San Jose Clash v. D.C. United
- Event: 1996 Major League Soccer season
| San Jose Clash | D.C. United |
| 1 | 0 |
- Date: April 6, 1996
- Venue: Spartan Stadium, San Jose, California
- Referee: Esse Baharmast
- Attendance: 31,683
- Weather: 85 °F (29 °C)

= San Jose Clash v D.C. United (April 1996) =

On April 6, 1996, the San Jose Clash and D.C. United contested a Major League Soccer regular season match to open the 1996 Major League Soccer season. The match was the first played in the league's history. The Clash hosted United at Spartan Stadium, located on the campus of San Jose State University, to a crowd of 31,683. A late 88th-minute goal by Eric Wynalda gave the Clash their first ever victory in franchise history. (Note: This excludes the 1974–1988 edition of the San Jose Earthquakes)

== Match ==

===Summary===

The match was attended by a sellout crowd of 31,683, including FIFA president João Havelange and Univision commentator Andrés Cantor.

===Details===
April 4, 1996
San Jose Clash 1-0 D.C. United
  San Jose Clash: Wynalda 88'

| Assistant referees:
USA Levon Baladjanian
USA Reggie Rutty
Fourth official:
USA Joe Pimentel |

Man-of-the Match:
Eric Wynalda (San Jose Clash)

== Aftermath ==
The loss prompted a four-match losing skid for United, before they finally won their first match on May 1, 1996, against Dallas Burn, but subsequently lost two more matches. However, United was able to overcome the early deficit record of 2–7 and finished the season 16–16, qualifying United for the MLS Cup Playoffs. United would eventually end up winning MLS Cup '96 against LA Galaxy, a team that eventually became a bitter rival of the Clash, and the team that actually eliminated San Jose from the playoffs. The MLS Cup victory sparked a remarkable dynasty run from United, who would reach every single MLS Cup final until 2000, winning three in the late 1990s. Further, United won the U.S. Open Cup that season completing the double. To date, United have earned 13 major titles, the most in MLS, and the second most of any American soccer club.
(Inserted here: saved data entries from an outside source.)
PR #3180, opened 2022-01-17
Isarray null enhancement

qiudaoke:
#### Check List:
* Unit tests: YES / NO / NA


filiphr:
Thanks for the PR @qiudaoke. Have you seen NPE in the places where you did the changes? Not every place can have a null value arriving at it, in some places it is completely OK to not do a null check

qiudaoke:
> Thanks for the PR @qiudaoke. Have you seen NPE in the places where you did the changes? Not every place can have a null value arriving at it, in some places it is completely OK to not do a null check

When the customer uses it, it is scanned by the code scanning tool

filiphr:
Closing this since none of the places can lead to an NPE.

Some places use `JsonNode#path` which never returns `null` and some other places use the iteration of `ObjectNode#fields` and those cannot have a `null` value. If it is `null` then it would be `NullNode`.

Which code scanning tool is reporting this?

qiudaoke:
We can judge that these codes will not cause NPE, but Alibaba java coding guidelines tool will think that it will cause NPE
@filiphr

filiphr:
@qiudaoke if the tool is saying that there can be an NPE there, then I would consider this as a bug in the tool. We use `JsonNode#path` on purpose in order to avoid null checks

PR #3187, opened 2022-01-24
UI Modeler export app crashes with duplicate entries

mondhs:
Create BPMN and CMMN models. a CMMN model is refering to some BPMN models. Add all models to application. Click Export Application in UI moder. Export crashes as it was added same BPMN entry multiple times.

#### Check List:
* Unit tests: NA (Minor UI behavior change)
* Documentation: NA (Minor UI behavior change)


tijsrademakers:

PR #3192, opened 2022-01-27
UI Modeler cannot import ProcessTask process reference

aplatakis:
Issue:
After cmmn diagram import ProcessTask processRefExpression value is dropped
If processRef is used, then UI shows that value is not selected

Cause:
During import processRefExpression value is ignored

Details:
Process reference can be passed by processRef or processRefExpression. Modeler UI for cmmn uses processRefExpression and do not support processRef 

Solution:
* During import added condition to take processRefExpression value in case if processRef is empty. As far json converters do not know nothing about process definitions and cannot resolve process names during import(or maybe they are not imported yet), reference value is set for user to understand that value is imported. In case if user will open process definitions pop-up no definitions will be selected but still export will be able to export proper value. 
* Export updated to not check that process id was selected using process definitions pop-up. Process id is UI element and do not participate in logic execution, so it should not corrupt export of imported value even if it was not selected by user using pop-up

Unit tests: NA
Documentation: NA


tijsrademakers:

PR #3193, opened 2022-01-27
UI Modeler cannot import startEventCorrelationConfiguration value

aplatakis:
Issue:
* After cmmn diagram import case startEventCorrelationConfiguration value is dropped
* Modeler UI do not support startEventCorrelationConfiguration field for this value configuration
* On import case eventType is mapped to wrong UI element is not visible on UI

Cause:
* Wrong mapping for eventType
* Missing implementation for startEventCorrelationConfiguration support

Solution:

* Fixed eventType mapping
* Implemented startEventCorrelationConfiguration import/export. As far startEventCorrelationConfiguration supports only "storeAsUniqueReferenceId"(for other passed values do nothing), in UI added checkbox to select this option and based on that startEventCorrelationConfiguration value is imported and exported

Unit tests: NA
Documentation: NA


tijsrademakers:

PR #3198, opened 2022-01-31
Add missing caseDefinitionId for case migration

serlabel:
I tried to apply a case migration to all instances based on a specific case definition. Found out it wasn't working if I use the approach with just the case definition id – it's checking if the case definition is null, but then it's just setting it to null.

#### Check List:
* Unit tests: NO
* Documentation: NO


filiphr:
Thanks for the PR @serlabel. Can you please add some unit tests about this as well?

tijsrademakers:
Thanks, unit tests can de done in a separate PR.

PR #3201, opened 2022-02-02
Added function for send service task to be rendered on flowable UI ad…

aplatakis:
Add js function to fix issue that send event service task box was not rendered on flowable ui in process engine, when for process instance diagram was rendered

#### Check List:
* Unit tests: NA
* Documentation: NA


tijsrademakers:
Thanks!

PR #3217, opened 2022-02-17
sync Chinese document number with the English document

solojin:


tijsrademakers:
Closing PR because Chinese userguide is not supported in Flowable 7 at the moment.

PR #3219, opened 2022-02-17
BpmnXMLConverter add xsd Constructor

qiudaoke:
#### Check List:
* Unit tests: YES 
* Documentation: YES


filiphr (changes requested):
Thanks for the PR @qiudaoke.

We can't merge the PR with this change. The PR is changing a static variable from its constructor. This is not thread safe. 

Before we go ahead and discuss a potential alternative solution to this. Can you please tell us what kind of a business use case you have to change the BPMN Specification XSD that is used to perform the validation? Doing this might potentially lead to using an invalid and / or incorrect schema validation.

tijsrademakers:
Closing with feedback provided by Filip

PR #3225, opened 2022-02-23
PropertyPlaceholderConfigurer  Deprecated. as of 5.2

qiudaoke:
…tySourcesPlaceholderConfigurer instead which is more flexible through taking advantage of the Environment and PropertySource mechanisms.

#### Check List:
* Unit tests:  NO 
* Documentation: YES 
Deprecated. as of 5.2; use org.springframework.context.support.PropertySourcesPlaceholderConfigurer instead which is more flexible through taking advantage of the Environment and PropertySource mechanisms.

### DIFF
--- a/modules/flowable-engine-common/pom.xml
+++ b/modules/flowable-engine-common/pom.xml
@@ -144,6 +144,10 @@
             <artifactId>spring-beans</artifactId>
         </dependency>
         <dependency>
+            <groupId>org.springframework</groupId>
+            <artifactId>spring-context</artifactId>
+        </dependency>
+        <dependency>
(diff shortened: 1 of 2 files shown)


filiphr:
We do not want to have a dependency on `spring-context` on such a low level the engine. The `spring-context` is a big having a lot of configuration options. On top of that the javadoc of the `PropertyPlaceholderConfigurer` says:

>`PropertyPlaceholderConfigurer` is still appropriate for use when:
the `spring-context` module is not available (i.e., one is using Spring's `BeanFactory` API as opposed to `ApplicationContext`).

This is exactly the situation that we have. Therefore, we are going to reject this PR

PR #1039, opened 2020-01-28
adds omake as an optional compilation backend

ivg:
# Introduction
OMake is one of the compilation backends for OASIS. It is extremely fast and on my machine with 10 cores builds BAP 10 times faster (in two minutes from scratch on mine 2Gh machine). It is also extremely fast on rebuilding and can redeploy BAP after a deep change in the matter of milliseconds. It also has a lot of interesting features, like incremental building, when an omake server is polling for changes in the file system and triggers rebuild as soon as you hit save. OMake also watches for the changes in dependencies outside of the source tree, so if you have any external library updated it will notice it and correctly rebuild the dependencies (no more "inconsistent assumptions"). 

# Caveats and workarounds

There are a couple of caveats though, that is why it is not our default build system. First of all, for omake backend to work, we had to submit a few patches to OASIS. While they are pending, we need to use our own fork:

    opam pin add oasis git@github.com:BinaryAnalysisPlatform/oasis.git 

Another issue, is that OMake backend doesn't support OASIS variables and conditional compilation. This immediatelly bars omake as a default backend, since we rely on the configuration variables a lot. But for the development mode, when we build all targets in the repository, it is not a big deal. As a workaround, we turn all conditional compilation into unconditional and hardcode variables for LLVM and C++ (and any other that we might need in future) in corresponding OMakefiles.

For the same reason, we also hardcode opam as the default OCaml package manager, so this backend doesn't support opamless environemnts.

Another important limitation is that it is in general unsafe to use the omake backend with compilers that are earlier than 4.08. While I didn't have any problems, I can't guarantee that they do not exist :) In any case, we will soon drop 4.07 and everyone are encouraged to use 4.08 or later, especially if they are developing BAP and using omake for that.

There are also a couple of non-essential issues with omake (which are fully offsetted by its compilation speed). We will create a wiki page for omake, where we will accumulate knowledge about omake and share tips and tricks. 

# How to use it

Go to the root directory of the BAP repository and perform the following steps:

0. (optional) install BAP dependencies
```
opam pin add . -n
opam install bap --deps-only
opam pin remove bap
```
1. install the fixed version of oasis
```
opam pin add oasis git@github.com:BinaryAnalysisPlatform/oasis.git 
```
2. run the specially prepared configure script
```
./configure-omake
```
3. (optional) update LLVM flags in `lib/bap_llvm/OMakefile`. This step could be done before `2` or after, shouldn't matter.

4. everything else is as usual
```
make && make reinstall
```


ivg:
See https://github.com/BinaryAnalysisPlatform/bap/wiki/Experimental-OMake-backend for the future development of the omake backend

PR #1070, opened 2020-02-28
fixes the config and run tests

### LINKED ISSUE #1065: the config test destroys bap configuration
The config test (testsuite/bap.tests/config.exp) deletes the whole configuration folder with actual user configuration.

gitoleg:
This PR:
- preserves user configuration file if exists in the config test
- applies `primus-lisp-type-check` option in run test

fixes #1065

### DIFF
--- a/opam/opam
+++ b/opam/opam
@@ -31,7 +31,7 @@ depends: [
   "conf-bap-llvm" {>= "1.1"}
   "parsexp"
   "bap-signatures"
-  "result" {= "1.4.0"}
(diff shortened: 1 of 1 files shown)


opam/opam
```diff
@@ -31,6 +31,7 @@ depends: [
   "conf-bap-llvm" {>= "1.1"}
   "parsexp"
   "bap-signatures"
+  "result" {= "1.4"}
```
ivg: This is a temporal measure that we will revert on the next week

PR #1079, opened 2020-03-11
switches the docbuilder to odig

### LINKED ISSUE #981: Deprecate argot documentation
Now BAP supporting building documentation with [odoc](https://github.com/ocaml/odoc), I think it is safe to drop the [argot](https://github.com/ivg/argot) support, which last time was updated in 2012 (mainstream), and only receives fixes from you. Odoc is actively maintained, and simply has prettier output. I suggest to make it official documentation builder. Moreover, they are working on integration of it with [mdx](https://github.com/realworldocaml/mdx/) so the examples in the documentation can be built and tested. See https://github.com/ocaml/odoc/blob/bb539dbe6892f0c9d9c8a487b9af1dbddf4cb1c2/notes/testable_examples.md and https://github.com/ocaml/odoc/pull/303 for more information

gitoleg:
We have switched to odig in April 2019 but since then we were building the documentation manually. This PR updates our bapdoc.ml to use odig/odoc instead of argot, which we no longer going to support. This is a part of the work to enable automatic building and deployment of the BAP documentation on each merge.

fixes #981


tools/bapdoc.ml
```diff
@@ -0,0 +1,232 @@
...
+let mkdir path =
+  if not (Sys.file_exists path) then
+    Unix.mkdir path 0o770
+
+let run cmd =
+  let res = Sys.command cmd in
+  if res <> 0 then
+    failwith ("Command: '" ^ cmd ^ "' failed")
+
+let dedot name =
```
ivg: If you just want to chop the .Std suffix, then you can use `String.chop_suffix` if you want to keep Bap.Std untouched you can just match with `"Bap.Std"`. This will make your intentions much more clear. Also, this function should be named `dedot`, it should be `drop_std` or `shorten`.  



However, in general I don't want this function at all, it might beat us later when we will add more libraries. Just extend the libraries specification to include the module name (for the link) and the short name, e.g,
```
"monads", "Monads.Std", "Monads', "The Monads library";
```
You can use an empty string `""` as the default designator, that will mean: take the full name as the short name.

tools/bapdoc.ml
```diff
@@ -0,0 +1,232 @@
...
+    <head>
+    <meta http-equiv="refresh" content="0; url='../odoc/%s/index.html'" />
+    </head>
+    <body></body>
+    </html> |} lib in
+  let name = sprintf "man3/%s.3.html" lib in
+  Out_channel.write_all name ~data:redirection
+
+let build_manual {man; help} tool =
+  let repair_links x =
```
ivg: this function is also misnamed, as it actually creates the manpage as the side-effect.

tools/bapdoc.ml
```diff
@@ -0,0 +1,232 @@
...
+  match Sys.command @@ sprintf "%s >/dev/null" (help tool) with
+  | 0 ->
+    let output = sprintf "man1/%s.1.html" (man tool) in
+    run @@ repair_links output;
+    run @@ redirect_index output
+  | _ ->
+    eprintf "Warning: can't render manpage for %s\n" tool;
+    eprintf "Called as %S, got:\n" (help tool);
+    ignore(Sys.command @@ sprintf "%s >&2" (help tool));
+    eprintf "\n%!"
```
ivg: clean this function to make it more readable

tools/bapdoc.ml
```diff
@@ -0,0 +1,232 @@
...
+    Plugins.list () |> List.iter ~f:(fun p ->
+        build_manual plugin (Plugin.name p))in
+  List.iter packages ~f:(fun lib -> man3_redirection lib)
+
+let odig_pkgs () =
+  let f = Filename.temp_file "odig" ".pkgs" in
+  run (sprintf "odig pkg > %s" f);
+  let pkgs =
+    In_channel.read_lines f |>
+    List.filter_map ~f:(fun s ->
```
ivg: refactor it into the `remove_unresolved_pkgs` or `is_resolved_pkg` if you will refactor only the predicate.

tools/bapdoc.ml
```diff
@@ -0,0 +1,232 @@
...
+        match String.split s ~on:'?' with
+        | x :: _ -> Some (String.strip x)
+        | _ -> None) in
+  Sys.remove f;
+  pkgs
+
+let odig intro =
+  let pkgs' = odig_pkgs () in
```
ivg: `let pkgs_known_to_odig = ...`

tools/bapdoc.ml
```diff
@@ -0,0 +1,232 @@
...
+
+let check_installed x =
+  if not (is_installed x) then
+    failwith (sprintf "%s is not installed\n" x)
+
+let check () =
+  check_installed "bap";
+  check_installed "man2html";
+  check_installed "odig";
+  check_installed "emacs"
```
ivg:
```
+ check_installed "sed"
```

tools/bapdoc.ml
```diff
@@ -0,0 +1,232 @@
...
+
+let () =
+  check ();
+  generate_manual ();
+  hand_written_man ();
```
ivg:
```
install_handwritten_manpages ();
install_lisp_documentation ();
```

tools/bapdoc.ml
```diff
@@ -0,0 +1,232 @@
...
+  man  = ident;
+  help = sprintf "%s --help=groff"
+}
+
+let plugin = {
+  man = sprintf "bap-plugin-%s";
+  help = sprintf "bap --%s-help=groff";
+}
+
+let man3_redirection lib =
```
ivg: `generate_man3_redirection`

tools/bapdoc.ml
```diff
@@ -0,0 +1,232 @@
...
+    ignore(Sys.command @@ sprintf "%s >&2" (help tool));
+    eprintf "\n%!"
+
+let generate_manual () =
+  let _frontends =
+    List.iter frontends ~f:(fun (p,_) -> build_manual program p) in
+  let _plugins =
+    Plugins.list () |> List.iter ~f:(fun p ->
+        build_manual plugin (Plugin.name p))in
+  List.iter packages ~f:(fun lib -> man3_redirection lib)
```
ivg: `List.iter package ~f:generate_man3_redirection`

San Jose lost their next three matches, two in penalty shootouts, before winning another match. The Clash, despite having a sub .500 record of 12–17 earned the last seed in the Western Conference to qualify for the playoffs. The Clash lost a best-of-three series to the Galaxy in the first round of the postseason, losing two games to one. Wynalda would make 56 more league appearances for San Jose, amassing 20 more goals with the club, before having shorter spells with Club León, New England Revolution, Miami Fusion and Chicago Fire before retiring in 2001.

As part of the 20th anniversary of the match, a re-match between the San Jose Earthquakes (the successors to the Clash) and D.C. United was played on April 2, 2016, at Avaya Stadium in San Jose, California; the match ended in a 1–1 draw.

On April 6, 2025, a 30th anniversary match was played.